I would do everything in your power to low bar squat correctly. And if after doing everything in your power to do the movement correctly you still can’t without significant pain, I’d keep getting strong with high bar as others have said.

Those things are:

  1. Post a form check here and/or SS coaches forum
  2. See a SSC in person – you don’t even have to pay for personal training. Just show up at a SS gym, pay for a day pass, and a coach will almost surely help you fix your squat.
  3. Reread the blue book 7 more times, GOMAD, reset to a weight you can low bar squat without pain and DTFP. #AlwaysBeLPing. JK :wink:

Yeah.
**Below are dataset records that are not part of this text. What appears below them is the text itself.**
PR #13173, opened 2022-06-20
Custom knowledge base

chriseth:
This implements a custom version of the knowledge base that does not make use of the simplification rules.

It speeds up the implementation a little, but the really big problem is not yet solved. Still investigating...

The problem is that there is a quadratic number of calls to the knowledge base - for each combination of memory writes.


chriseth:
This turned out not to be much faster.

I’m NDTP. I reasoned that it’s better to high-bar rather than not squatting at all, even with the risk of the sun exploding. :wink: I’ll do some video form checks soon.

I have small rear delts, which I assume is due to not rowing enough. Frankly, I don’t really show muscle. Perhaps the added rowing volume in the Bridge will build up those rear delts over time.

It sounds like you are either not getting your back tight enough or you need to pull your elbows up. In some of the SS videos you can see incredibly small women able to produce enough ‘shelf’ to low bar squat. For instance the below link at ~33 sec in.

This is something that I struggled with early on in my LP. I fixed it by tightening my back and not standing up super straight when walking the bar out \ at lock out. Look at how Jordan is leaning forward while unracking the bar.

Getting in the low bar position without weight on the bar is always the most uncomfortable thing for me (ie warmups). Also, the more you do it, the better you’ll be at it/more comfortable you’ll be with it. Maybe play with your hand position as well. Thumbs around the bar seem to be the only thing I can do.